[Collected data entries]
*-*-*
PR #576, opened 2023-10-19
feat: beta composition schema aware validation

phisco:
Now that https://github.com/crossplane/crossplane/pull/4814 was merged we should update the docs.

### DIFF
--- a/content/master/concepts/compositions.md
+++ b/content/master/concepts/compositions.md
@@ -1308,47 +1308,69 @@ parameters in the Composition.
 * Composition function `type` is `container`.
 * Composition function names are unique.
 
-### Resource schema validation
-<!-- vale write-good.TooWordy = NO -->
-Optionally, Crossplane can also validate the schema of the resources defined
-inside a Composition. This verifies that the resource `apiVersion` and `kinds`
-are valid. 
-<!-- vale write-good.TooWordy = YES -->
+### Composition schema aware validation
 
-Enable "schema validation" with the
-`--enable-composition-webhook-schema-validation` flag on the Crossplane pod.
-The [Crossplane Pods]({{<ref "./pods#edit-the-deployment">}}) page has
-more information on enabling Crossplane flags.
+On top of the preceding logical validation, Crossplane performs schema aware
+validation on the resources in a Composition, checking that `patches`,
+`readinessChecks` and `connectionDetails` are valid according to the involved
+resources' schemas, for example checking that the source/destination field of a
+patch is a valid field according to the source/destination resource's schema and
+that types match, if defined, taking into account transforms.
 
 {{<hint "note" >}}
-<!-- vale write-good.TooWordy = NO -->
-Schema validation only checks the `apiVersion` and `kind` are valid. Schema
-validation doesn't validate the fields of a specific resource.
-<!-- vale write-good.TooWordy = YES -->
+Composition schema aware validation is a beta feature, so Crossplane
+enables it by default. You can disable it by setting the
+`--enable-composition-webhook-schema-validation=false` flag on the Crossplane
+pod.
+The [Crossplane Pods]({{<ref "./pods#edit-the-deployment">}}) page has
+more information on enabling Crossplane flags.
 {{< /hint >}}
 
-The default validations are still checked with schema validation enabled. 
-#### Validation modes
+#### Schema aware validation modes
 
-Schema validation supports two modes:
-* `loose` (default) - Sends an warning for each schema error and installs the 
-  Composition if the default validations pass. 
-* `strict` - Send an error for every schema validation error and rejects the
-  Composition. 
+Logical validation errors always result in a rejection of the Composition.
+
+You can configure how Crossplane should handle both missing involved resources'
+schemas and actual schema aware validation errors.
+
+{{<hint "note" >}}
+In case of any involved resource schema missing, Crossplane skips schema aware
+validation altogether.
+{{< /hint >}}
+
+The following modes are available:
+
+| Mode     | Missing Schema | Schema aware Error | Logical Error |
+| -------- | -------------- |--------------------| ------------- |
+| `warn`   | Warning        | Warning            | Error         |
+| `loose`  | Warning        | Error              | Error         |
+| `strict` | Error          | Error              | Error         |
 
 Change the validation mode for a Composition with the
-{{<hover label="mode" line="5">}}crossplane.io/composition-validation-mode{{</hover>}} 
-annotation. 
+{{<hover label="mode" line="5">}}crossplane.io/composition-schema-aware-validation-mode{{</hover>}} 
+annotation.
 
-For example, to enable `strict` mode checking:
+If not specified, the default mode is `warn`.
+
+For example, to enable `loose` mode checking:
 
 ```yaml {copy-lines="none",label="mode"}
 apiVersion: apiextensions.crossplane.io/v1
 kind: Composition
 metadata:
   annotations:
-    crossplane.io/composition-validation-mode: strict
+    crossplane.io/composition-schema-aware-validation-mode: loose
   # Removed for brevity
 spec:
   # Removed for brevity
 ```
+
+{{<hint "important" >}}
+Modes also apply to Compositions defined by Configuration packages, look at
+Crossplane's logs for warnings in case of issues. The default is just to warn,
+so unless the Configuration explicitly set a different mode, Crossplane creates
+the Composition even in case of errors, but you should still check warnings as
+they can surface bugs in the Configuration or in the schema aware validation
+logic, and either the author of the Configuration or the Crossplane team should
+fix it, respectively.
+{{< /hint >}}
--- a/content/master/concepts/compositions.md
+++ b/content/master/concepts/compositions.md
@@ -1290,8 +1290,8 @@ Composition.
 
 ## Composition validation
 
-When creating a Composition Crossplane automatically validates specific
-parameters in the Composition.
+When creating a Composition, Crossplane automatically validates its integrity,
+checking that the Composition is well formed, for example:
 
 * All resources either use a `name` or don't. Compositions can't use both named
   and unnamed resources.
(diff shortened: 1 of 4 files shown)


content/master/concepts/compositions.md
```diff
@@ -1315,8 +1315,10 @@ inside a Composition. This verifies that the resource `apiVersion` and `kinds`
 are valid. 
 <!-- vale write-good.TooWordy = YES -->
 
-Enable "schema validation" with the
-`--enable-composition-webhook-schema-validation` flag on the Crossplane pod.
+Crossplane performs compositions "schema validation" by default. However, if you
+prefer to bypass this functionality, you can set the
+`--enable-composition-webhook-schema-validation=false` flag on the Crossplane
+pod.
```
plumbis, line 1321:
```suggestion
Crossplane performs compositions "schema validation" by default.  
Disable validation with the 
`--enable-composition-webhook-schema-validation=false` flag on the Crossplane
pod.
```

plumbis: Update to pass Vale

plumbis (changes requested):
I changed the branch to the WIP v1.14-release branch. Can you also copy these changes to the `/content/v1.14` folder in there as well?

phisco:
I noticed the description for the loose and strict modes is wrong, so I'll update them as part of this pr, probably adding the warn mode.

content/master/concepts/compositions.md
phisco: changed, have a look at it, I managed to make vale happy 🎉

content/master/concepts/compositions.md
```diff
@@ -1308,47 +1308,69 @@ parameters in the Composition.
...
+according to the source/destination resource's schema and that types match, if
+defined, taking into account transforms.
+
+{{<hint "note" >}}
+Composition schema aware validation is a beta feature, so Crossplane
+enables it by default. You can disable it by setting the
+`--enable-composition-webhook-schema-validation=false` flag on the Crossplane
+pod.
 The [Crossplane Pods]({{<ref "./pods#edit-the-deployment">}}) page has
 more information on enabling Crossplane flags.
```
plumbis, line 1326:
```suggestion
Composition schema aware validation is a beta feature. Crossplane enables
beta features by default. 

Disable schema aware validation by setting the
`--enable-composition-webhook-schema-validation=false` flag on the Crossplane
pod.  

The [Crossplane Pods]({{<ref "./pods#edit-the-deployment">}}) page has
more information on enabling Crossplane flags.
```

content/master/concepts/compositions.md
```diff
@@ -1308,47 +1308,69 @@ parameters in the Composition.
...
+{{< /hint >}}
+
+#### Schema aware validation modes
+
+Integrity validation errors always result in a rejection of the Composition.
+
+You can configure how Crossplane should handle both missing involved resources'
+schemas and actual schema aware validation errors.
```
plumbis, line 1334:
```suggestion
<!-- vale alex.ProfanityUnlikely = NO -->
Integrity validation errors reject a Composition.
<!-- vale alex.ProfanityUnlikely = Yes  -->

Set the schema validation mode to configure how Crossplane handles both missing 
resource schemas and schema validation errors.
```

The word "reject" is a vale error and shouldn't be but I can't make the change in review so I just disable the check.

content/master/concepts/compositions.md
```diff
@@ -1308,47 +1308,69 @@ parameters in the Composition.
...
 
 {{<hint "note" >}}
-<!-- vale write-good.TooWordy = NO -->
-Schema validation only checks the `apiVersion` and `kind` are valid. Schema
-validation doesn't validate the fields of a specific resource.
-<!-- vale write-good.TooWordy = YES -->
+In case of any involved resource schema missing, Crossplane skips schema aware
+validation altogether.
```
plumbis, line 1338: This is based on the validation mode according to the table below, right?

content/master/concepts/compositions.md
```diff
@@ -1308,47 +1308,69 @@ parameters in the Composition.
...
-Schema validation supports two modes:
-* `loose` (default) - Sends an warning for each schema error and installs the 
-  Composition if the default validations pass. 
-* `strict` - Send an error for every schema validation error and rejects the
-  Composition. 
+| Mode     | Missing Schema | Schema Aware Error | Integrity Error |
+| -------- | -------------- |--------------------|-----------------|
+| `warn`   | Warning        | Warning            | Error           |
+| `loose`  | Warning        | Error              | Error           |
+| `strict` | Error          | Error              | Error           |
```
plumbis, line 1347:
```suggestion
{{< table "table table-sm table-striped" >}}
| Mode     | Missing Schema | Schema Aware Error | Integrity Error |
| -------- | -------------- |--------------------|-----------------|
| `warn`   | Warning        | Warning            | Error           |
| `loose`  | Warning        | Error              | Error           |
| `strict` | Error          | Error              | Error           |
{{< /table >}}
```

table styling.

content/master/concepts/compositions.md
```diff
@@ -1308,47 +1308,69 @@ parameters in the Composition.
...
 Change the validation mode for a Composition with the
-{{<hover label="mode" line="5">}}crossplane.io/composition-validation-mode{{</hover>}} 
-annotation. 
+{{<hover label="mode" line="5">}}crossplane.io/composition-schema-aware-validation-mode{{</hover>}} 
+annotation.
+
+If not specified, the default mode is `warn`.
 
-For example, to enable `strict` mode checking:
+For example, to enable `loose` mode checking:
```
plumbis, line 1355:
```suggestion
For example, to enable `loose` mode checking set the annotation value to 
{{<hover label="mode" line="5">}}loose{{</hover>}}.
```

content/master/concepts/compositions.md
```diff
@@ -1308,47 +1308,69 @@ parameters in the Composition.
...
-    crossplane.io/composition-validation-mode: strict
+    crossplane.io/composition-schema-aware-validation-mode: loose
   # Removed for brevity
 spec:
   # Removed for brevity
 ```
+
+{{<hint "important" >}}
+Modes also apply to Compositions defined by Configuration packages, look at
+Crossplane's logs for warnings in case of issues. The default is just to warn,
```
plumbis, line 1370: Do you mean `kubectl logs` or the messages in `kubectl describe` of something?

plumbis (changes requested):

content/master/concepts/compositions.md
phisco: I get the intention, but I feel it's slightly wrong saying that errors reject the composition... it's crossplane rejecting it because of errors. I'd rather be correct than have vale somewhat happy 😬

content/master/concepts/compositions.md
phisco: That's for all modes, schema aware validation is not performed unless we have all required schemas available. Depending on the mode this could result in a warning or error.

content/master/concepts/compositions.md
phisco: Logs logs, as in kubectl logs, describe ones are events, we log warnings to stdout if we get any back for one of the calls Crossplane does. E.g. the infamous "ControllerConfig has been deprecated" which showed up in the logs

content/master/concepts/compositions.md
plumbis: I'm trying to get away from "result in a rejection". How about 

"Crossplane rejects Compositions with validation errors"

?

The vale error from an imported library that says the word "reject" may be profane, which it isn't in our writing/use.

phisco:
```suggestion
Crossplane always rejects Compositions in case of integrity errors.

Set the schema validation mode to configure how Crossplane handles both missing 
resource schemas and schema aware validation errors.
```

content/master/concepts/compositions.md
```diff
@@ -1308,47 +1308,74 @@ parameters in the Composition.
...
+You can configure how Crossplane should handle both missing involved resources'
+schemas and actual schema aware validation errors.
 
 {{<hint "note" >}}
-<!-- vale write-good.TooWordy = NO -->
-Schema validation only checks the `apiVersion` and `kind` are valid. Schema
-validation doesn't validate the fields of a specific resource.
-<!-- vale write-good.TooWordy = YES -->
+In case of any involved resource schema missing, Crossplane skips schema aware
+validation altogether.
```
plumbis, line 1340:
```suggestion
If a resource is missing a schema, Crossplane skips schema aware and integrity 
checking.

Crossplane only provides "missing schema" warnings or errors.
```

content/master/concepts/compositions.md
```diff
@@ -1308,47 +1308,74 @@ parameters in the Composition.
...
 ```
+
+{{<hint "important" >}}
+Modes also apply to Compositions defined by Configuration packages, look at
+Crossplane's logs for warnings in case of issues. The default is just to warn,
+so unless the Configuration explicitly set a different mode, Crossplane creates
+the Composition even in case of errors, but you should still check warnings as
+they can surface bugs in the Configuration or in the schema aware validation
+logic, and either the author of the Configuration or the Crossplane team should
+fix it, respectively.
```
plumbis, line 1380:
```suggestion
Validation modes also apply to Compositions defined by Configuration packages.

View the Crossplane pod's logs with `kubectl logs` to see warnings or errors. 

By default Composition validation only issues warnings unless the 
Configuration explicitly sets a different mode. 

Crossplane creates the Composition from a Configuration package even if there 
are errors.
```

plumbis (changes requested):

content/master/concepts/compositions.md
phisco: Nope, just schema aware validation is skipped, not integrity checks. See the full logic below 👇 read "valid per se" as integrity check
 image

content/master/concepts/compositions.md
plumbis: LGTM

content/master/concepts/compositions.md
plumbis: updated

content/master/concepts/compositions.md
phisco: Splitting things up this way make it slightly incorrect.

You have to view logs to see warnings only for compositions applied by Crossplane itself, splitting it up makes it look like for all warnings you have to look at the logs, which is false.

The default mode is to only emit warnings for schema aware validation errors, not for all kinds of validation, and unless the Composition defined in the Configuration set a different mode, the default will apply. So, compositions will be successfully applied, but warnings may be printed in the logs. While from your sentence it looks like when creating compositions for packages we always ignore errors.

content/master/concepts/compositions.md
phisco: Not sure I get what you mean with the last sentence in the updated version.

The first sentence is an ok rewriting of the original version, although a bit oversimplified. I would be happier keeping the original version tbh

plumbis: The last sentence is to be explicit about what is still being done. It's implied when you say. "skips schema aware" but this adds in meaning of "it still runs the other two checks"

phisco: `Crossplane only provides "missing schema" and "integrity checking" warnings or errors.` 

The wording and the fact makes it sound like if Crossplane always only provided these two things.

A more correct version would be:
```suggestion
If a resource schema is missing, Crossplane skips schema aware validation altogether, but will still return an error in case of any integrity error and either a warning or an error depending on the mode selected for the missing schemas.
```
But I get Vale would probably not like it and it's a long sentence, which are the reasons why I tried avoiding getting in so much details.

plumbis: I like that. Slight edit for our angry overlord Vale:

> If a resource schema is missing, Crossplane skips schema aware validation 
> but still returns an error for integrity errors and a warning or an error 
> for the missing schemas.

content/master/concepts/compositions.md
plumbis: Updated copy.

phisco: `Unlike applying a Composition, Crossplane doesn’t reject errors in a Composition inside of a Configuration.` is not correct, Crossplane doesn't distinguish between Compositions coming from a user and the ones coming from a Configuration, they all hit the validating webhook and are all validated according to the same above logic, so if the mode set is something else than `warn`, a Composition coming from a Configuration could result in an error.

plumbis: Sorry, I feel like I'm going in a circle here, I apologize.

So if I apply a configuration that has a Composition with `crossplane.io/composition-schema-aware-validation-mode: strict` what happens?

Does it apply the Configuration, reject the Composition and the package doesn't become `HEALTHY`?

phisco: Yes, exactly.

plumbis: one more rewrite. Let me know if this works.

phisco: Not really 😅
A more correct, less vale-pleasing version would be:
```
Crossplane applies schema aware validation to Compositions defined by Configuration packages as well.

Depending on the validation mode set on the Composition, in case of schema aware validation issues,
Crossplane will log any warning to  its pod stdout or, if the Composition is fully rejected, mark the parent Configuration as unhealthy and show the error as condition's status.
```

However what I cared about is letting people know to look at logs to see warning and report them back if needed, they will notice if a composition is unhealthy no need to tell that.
*-*-*
→ **Problem requirements**
A single number is the whole answer: the tally of lines in the entries that hold "rejection".

→ **Finished exercise**
3